======== Source material ========

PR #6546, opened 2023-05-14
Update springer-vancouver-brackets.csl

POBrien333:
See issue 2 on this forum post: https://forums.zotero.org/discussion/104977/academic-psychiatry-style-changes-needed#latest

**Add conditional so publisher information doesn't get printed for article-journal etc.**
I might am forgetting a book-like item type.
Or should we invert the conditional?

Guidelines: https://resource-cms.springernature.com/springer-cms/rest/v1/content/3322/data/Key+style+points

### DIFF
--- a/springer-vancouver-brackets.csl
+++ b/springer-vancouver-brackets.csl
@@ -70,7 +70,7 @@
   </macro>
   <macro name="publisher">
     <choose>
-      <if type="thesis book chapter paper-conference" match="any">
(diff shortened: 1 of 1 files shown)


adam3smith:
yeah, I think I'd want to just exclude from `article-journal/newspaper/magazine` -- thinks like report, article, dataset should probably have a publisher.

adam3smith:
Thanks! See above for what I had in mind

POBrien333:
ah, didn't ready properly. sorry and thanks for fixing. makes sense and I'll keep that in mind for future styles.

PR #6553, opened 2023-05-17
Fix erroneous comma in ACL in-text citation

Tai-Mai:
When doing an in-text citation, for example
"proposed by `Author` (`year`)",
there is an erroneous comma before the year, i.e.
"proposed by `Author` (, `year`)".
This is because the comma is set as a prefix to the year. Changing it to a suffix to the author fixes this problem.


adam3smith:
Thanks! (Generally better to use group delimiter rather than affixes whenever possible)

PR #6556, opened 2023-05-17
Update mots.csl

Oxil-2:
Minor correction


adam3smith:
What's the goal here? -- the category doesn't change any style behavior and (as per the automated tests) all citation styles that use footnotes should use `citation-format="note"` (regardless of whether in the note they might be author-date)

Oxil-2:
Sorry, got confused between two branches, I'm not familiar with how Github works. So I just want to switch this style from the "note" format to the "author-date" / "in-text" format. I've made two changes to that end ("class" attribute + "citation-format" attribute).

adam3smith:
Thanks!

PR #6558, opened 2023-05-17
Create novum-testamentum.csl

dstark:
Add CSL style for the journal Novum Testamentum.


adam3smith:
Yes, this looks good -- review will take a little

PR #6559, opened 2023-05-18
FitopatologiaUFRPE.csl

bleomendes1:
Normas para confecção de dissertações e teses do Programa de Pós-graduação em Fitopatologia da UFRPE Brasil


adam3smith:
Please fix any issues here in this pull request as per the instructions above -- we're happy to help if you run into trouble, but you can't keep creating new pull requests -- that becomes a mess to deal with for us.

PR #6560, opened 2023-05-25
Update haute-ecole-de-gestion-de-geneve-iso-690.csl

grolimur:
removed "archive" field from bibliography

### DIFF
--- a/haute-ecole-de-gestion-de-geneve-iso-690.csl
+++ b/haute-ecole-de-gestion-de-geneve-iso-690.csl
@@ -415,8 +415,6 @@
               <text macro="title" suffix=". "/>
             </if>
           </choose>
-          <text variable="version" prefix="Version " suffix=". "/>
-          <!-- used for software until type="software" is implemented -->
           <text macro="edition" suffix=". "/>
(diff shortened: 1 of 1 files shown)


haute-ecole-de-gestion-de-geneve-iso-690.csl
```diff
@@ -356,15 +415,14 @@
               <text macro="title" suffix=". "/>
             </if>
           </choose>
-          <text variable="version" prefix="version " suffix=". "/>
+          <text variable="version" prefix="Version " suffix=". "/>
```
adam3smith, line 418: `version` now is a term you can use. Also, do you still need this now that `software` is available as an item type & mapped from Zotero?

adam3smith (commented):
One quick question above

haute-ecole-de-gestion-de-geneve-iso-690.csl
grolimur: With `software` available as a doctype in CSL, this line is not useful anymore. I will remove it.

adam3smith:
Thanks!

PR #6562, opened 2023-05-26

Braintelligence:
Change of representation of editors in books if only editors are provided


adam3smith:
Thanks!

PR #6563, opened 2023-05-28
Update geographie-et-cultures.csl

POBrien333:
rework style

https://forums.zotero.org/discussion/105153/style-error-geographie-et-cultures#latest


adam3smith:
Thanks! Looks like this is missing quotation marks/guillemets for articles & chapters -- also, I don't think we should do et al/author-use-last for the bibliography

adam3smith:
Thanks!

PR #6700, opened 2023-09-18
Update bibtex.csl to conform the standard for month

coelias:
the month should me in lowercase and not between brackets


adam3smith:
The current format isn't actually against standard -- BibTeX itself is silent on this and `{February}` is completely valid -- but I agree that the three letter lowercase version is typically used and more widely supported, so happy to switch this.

========
======== Source material ========

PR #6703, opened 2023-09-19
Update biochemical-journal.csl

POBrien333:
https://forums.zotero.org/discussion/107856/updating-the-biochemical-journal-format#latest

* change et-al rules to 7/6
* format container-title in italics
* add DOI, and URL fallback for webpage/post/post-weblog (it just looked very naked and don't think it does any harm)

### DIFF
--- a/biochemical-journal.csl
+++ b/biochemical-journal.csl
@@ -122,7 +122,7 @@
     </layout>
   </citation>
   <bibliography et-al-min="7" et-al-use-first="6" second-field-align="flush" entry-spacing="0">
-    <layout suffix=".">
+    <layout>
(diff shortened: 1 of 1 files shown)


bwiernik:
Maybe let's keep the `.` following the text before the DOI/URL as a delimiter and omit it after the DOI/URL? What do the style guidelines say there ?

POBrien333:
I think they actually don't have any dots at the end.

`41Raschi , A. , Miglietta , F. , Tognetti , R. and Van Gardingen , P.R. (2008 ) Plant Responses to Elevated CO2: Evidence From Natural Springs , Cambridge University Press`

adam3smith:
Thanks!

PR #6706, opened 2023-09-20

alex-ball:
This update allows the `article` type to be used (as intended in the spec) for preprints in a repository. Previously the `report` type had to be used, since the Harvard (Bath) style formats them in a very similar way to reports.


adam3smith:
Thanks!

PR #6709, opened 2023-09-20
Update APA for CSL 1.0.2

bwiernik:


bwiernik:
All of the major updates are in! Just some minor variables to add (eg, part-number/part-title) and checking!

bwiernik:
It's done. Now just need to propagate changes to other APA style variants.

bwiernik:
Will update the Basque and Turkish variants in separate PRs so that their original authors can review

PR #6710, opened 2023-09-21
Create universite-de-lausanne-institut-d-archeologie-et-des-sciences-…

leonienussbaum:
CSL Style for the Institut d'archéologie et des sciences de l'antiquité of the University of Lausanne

========

Out of the data above, transcribe exactly and only the lines starting with the line that has "rework style" and going on through the line that has "The current format", both included.

■ **Result for this task**
rework style

https://forums.zotero.org/discussion/105153/style-error-geographie-et-cultures#latest


adam3smith:
Thanks! Looks like this is missing quotation marks/guillemets for articles & chapters -- also, I don't think we should do et al/author-use-last for the bibliography

adam3smith:
Thanks!

PR #6700, opened 2023-09-18
Update bibtex.csl to conform the standard for month

coelias:
the month should me in lowercase and not between brackets


adam3smith:
The current format isn't actually against standard -- BibTeX itself is silent on this and `{February}` is completely valid -- but I agree that the three letter lowercase version is typically used and more widely supported, so happy to switch this.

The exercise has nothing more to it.